*What you need to do*: Reproduce only the stretch of entries below that begins at the first line and ends at the line holding "PWD=$(shell pwd)".

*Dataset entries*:
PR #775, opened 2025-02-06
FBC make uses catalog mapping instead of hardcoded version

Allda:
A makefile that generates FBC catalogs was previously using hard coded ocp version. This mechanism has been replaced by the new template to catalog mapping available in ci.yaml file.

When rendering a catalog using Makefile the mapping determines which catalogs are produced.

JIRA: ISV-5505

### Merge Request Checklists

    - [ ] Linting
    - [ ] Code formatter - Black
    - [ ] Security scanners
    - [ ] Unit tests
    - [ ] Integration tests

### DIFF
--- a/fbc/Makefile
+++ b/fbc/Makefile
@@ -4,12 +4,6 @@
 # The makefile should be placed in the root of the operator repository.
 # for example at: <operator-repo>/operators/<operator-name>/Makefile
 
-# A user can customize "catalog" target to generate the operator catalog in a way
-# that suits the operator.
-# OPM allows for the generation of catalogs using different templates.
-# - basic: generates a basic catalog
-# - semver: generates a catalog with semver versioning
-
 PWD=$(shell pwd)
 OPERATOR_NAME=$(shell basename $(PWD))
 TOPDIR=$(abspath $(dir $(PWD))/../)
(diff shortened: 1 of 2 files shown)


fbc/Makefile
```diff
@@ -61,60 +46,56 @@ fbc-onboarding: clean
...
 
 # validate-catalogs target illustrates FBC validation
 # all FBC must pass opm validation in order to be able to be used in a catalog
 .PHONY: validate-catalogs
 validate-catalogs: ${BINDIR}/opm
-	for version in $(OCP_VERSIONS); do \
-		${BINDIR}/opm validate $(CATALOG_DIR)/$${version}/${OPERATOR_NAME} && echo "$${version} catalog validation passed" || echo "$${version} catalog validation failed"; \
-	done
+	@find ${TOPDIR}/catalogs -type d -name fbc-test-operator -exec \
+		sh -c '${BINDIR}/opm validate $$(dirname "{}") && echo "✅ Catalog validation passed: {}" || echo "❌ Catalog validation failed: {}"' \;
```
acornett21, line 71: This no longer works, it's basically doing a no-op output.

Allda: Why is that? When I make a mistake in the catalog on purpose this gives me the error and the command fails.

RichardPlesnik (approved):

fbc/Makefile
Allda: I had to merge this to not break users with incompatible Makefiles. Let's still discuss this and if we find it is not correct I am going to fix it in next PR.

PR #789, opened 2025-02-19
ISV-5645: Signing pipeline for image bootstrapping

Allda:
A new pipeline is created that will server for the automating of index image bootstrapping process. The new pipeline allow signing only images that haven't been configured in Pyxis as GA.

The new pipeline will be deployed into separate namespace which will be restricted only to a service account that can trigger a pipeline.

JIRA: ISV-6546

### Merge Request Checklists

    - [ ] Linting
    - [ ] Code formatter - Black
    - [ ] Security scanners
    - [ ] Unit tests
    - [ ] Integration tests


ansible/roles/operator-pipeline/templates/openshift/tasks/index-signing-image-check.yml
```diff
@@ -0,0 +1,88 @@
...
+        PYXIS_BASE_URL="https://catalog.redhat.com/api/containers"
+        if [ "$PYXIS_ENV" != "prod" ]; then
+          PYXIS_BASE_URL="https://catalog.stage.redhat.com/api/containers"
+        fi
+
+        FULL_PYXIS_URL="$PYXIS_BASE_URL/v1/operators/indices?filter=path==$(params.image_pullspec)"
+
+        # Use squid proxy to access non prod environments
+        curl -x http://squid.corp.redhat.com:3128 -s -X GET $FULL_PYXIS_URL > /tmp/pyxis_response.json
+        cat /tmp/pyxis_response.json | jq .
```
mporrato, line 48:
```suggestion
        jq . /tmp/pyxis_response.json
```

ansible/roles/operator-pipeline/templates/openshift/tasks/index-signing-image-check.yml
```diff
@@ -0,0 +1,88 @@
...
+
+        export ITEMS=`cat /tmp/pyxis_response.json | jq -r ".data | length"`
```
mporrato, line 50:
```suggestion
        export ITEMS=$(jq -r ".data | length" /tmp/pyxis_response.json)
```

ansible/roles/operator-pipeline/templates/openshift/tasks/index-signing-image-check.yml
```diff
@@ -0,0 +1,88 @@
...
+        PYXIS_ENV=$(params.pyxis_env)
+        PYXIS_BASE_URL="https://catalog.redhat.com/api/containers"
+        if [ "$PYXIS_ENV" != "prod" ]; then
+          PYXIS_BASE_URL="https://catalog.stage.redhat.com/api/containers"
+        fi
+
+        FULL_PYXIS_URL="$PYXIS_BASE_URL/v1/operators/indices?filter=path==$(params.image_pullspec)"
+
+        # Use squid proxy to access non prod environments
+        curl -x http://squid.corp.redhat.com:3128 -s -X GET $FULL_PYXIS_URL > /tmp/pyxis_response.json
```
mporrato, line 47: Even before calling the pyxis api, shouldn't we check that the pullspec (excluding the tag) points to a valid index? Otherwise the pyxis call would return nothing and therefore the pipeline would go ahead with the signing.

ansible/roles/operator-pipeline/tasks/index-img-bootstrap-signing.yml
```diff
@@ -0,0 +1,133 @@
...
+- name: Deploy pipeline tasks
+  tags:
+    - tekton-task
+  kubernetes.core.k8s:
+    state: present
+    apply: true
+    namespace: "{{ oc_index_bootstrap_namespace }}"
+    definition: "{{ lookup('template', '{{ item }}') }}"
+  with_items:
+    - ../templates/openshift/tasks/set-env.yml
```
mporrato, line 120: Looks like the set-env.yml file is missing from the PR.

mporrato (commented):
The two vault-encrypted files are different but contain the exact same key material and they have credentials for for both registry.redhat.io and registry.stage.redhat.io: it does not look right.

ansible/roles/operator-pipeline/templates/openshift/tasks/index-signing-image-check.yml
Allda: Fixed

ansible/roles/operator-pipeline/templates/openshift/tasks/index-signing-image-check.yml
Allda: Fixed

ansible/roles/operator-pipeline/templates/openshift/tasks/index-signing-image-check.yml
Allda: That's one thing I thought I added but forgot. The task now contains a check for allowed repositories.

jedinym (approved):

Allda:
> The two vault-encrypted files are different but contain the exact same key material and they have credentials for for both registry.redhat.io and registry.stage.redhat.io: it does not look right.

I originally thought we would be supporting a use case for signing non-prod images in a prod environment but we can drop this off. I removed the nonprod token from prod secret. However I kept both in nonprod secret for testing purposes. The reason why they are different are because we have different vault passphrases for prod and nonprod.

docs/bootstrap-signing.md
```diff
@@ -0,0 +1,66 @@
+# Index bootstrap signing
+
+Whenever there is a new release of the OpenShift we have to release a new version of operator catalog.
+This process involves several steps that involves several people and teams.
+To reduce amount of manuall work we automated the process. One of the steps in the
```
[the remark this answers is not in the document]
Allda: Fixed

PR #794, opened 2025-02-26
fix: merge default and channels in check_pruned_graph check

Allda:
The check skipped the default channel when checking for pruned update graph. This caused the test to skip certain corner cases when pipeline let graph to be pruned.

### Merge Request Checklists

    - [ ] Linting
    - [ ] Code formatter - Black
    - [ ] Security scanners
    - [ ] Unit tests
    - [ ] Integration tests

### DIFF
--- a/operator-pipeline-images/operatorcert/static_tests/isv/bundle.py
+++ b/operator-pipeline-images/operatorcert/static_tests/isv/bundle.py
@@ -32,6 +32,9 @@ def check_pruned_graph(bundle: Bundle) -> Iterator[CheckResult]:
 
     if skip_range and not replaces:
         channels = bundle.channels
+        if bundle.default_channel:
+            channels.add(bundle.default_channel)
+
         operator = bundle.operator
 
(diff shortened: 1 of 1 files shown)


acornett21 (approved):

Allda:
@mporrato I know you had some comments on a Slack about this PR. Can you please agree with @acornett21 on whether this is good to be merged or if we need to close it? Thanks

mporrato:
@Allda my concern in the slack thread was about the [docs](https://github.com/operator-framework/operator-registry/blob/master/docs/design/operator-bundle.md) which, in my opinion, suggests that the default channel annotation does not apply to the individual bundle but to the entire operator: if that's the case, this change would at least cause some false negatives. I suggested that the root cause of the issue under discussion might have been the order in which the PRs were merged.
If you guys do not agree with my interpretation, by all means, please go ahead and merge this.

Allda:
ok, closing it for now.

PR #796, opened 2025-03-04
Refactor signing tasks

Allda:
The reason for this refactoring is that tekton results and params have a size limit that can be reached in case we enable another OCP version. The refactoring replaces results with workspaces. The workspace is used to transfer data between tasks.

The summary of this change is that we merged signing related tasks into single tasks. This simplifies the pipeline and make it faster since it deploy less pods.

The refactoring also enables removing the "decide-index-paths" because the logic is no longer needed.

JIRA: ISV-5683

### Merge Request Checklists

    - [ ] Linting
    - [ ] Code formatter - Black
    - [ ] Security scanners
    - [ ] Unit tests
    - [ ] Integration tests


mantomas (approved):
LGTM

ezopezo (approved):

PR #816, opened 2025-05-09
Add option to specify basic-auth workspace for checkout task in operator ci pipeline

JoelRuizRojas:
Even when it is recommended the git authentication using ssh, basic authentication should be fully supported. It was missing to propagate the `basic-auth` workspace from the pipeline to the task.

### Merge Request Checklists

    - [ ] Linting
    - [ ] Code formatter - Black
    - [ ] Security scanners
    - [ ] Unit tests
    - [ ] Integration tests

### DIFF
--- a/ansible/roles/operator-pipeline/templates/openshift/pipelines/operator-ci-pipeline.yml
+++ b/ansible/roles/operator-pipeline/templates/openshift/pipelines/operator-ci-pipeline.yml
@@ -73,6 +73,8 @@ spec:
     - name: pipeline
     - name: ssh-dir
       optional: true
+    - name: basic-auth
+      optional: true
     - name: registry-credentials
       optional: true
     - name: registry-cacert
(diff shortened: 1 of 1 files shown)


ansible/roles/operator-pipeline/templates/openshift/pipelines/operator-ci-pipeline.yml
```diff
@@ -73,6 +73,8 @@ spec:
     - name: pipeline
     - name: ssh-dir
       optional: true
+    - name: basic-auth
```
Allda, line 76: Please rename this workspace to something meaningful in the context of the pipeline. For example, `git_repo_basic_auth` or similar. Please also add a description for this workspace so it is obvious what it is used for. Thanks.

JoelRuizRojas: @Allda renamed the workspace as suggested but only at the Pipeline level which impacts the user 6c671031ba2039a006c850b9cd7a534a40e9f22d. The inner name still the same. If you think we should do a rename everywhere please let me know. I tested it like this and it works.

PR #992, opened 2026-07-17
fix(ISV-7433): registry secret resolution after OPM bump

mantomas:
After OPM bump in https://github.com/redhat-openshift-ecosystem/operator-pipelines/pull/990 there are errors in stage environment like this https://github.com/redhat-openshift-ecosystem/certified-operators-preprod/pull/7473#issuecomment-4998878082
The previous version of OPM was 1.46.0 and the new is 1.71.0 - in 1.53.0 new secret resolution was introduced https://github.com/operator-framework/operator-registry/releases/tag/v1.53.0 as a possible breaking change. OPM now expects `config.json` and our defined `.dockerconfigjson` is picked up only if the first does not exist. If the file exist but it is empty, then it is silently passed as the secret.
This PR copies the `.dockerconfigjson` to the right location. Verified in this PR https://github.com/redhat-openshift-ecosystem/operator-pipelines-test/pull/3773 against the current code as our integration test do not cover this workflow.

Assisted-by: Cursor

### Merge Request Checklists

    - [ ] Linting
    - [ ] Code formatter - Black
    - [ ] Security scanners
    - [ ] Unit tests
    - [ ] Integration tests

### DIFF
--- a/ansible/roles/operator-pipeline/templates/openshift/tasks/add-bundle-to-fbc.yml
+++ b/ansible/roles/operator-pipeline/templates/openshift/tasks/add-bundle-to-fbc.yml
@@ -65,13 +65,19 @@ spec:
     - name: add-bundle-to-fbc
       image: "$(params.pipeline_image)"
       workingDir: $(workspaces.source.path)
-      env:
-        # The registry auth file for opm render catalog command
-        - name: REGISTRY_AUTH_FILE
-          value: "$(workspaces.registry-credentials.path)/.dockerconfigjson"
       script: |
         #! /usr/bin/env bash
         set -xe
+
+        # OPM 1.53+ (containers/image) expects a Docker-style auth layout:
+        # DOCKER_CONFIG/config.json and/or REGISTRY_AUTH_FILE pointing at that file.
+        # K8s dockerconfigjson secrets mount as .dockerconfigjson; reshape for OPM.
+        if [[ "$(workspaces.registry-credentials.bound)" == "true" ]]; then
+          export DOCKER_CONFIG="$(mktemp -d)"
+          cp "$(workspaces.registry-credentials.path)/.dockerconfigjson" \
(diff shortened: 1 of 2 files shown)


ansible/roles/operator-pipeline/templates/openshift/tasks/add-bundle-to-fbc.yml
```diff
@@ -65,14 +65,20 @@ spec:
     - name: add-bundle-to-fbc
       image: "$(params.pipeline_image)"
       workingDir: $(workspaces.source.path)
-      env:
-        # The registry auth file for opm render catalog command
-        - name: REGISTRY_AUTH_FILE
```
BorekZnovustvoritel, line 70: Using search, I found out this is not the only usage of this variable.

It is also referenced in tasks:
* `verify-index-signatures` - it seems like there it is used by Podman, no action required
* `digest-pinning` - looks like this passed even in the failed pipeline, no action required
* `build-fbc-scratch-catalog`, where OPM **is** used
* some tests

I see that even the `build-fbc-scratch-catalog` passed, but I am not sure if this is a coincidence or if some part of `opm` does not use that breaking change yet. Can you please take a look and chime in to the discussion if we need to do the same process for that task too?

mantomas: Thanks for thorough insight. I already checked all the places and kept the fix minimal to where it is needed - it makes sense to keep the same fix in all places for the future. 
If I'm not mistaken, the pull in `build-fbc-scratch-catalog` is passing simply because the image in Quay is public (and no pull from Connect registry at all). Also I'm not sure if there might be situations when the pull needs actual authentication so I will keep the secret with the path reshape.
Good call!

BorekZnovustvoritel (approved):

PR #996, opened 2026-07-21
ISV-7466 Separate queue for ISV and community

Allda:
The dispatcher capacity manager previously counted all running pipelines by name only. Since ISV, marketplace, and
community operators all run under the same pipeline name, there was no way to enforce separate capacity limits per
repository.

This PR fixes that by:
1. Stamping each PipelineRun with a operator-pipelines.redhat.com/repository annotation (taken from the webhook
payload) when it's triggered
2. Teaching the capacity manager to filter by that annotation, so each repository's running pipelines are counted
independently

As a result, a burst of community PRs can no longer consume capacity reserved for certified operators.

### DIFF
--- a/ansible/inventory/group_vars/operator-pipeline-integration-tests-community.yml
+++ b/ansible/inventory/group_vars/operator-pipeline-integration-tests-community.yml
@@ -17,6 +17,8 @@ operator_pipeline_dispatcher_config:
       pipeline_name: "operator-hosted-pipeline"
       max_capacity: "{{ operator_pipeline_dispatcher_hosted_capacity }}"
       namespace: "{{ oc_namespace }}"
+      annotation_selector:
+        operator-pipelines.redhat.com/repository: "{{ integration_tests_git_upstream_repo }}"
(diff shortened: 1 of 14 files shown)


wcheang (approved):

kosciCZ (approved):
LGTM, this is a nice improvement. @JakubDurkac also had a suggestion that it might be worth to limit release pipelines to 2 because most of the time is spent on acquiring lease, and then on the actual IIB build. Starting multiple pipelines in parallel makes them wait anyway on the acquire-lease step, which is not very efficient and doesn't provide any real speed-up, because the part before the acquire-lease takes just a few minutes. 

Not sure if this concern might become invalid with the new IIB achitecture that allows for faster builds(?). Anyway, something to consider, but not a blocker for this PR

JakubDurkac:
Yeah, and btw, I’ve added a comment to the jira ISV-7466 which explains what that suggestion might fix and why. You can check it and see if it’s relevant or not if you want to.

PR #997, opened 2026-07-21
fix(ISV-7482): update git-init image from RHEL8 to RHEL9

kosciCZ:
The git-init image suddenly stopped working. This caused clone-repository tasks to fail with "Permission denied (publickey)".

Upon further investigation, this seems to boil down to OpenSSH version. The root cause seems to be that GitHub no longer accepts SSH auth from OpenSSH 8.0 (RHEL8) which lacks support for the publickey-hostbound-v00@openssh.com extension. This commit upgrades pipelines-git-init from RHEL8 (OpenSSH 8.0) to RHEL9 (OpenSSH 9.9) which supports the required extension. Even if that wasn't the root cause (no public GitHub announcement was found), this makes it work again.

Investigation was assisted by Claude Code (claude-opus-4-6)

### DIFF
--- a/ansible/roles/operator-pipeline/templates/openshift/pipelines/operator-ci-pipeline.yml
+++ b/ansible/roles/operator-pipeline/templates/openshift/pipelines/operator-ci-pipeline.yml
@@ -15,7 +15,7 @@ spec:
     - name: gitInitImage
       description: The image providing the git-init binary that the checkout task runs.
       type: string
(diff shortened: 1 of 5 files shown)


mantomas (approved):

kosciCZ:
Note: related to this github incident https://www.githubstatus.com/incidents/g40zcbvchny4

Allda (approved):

*Task result*:
PR #775, opened 2025-02-06
FBC make uses catalog mapping instead of hardcoded version

Allda:
A makefile that generates FBC catalogs was previously using hard coded ocp version. This mechanism has been replaced by the new template to catalog mapping available in ci.yaml file.

When rendering a catalog using Makefile the mapping determines which catalogs are produced.

JIRA: ISV-5505

### Merge Request Checklists

    - [ ] Linting
    - [ ] Code formatter - Black
    - [ ] Security scanners
    - [ ] Unit tests
    - [ ] Integration tests

### DIFF
--- a/fbc/Makefile
+++ b/fbc/Makefile
@@ -4,12 +4,6 @@
 # The makefile should be placed in the root of the operator repository.
 # for example at: <operator-repo>/operators/<operator-name>/Makefile
 
-# A user can customize "catalog" target to generate the operator catalog in a way
-# that suits the operator.
-# OPM allows for the generation of catalogs using different templates.
-# - basic: generates a basic catalog
-# - semver: generates a catalog with semver versioning
-
 PWD=$(shell pwd)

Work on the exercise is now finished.